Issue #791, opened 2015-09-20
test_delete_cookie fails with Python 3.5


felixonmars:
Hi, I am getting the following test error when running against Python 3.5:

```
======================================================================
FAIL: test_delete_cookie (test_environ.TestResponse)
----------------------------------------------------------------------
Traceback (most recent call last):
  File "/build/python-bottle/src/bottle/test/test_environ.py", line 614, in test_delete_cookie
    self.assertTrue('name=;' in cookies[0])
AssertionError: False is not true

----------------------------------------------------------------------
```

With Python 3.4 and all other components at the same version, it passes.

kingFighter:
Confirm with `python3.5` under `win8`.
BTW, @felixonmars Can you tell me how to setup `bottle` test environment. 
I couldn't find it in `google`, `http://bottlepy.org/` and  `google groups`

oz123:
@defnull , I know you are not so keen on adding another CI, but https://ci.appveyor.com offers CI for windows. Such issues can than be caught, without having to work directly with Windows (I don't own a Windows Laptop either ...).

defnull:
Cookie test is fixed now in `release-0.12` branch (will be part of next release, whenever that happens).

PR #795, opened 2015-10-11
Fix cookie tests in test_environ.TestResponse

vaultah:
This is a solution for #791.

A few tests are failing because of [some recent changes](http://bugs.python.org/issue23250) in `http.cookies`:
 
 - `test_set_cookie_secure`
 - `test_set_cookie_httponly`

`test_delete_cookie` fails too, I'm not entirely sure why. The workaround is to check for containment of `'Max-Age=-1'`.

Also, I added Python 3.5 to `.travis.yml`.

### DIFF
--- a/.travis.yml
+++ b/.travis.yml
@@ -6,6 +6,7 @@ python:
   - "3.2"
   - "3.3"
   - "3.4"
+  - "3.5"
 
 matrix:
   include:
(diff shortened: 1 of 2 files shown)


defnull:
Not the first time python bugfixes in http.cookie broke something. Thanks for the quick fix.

→ Work item
Retype, exactly and with nothing added, the lines of the material above from the first through the one that contains "BTW, @felixonmars Can".

→ Completed task
Issue #791, opened 2015-09-20
test_delete_cookie fails with Python 3.5


felixonmars:
Hi, I am getting the following test error when running against Python 3.5:

```
======================================================================
FAIL: test_delete_cookie (test_environ.TestResponse)
----------------------------------------------------------------------
Traceback (most recent call last):
  File "/build/python-bottle/src/bottle/test/test_environ.py", line 614, in test_delete_cookie
    self.assertTrue('name=;' in cookies[0])
AssertionError: False is not true

----------------------------------------------------------------------
```

With Python 3.4 and all other components at the same version, it passes.

kingFighter:
Confirm with `python3.5` under `win8`.
BTW, @felixonmars Can you tell me how to setup `bottle` test environment. 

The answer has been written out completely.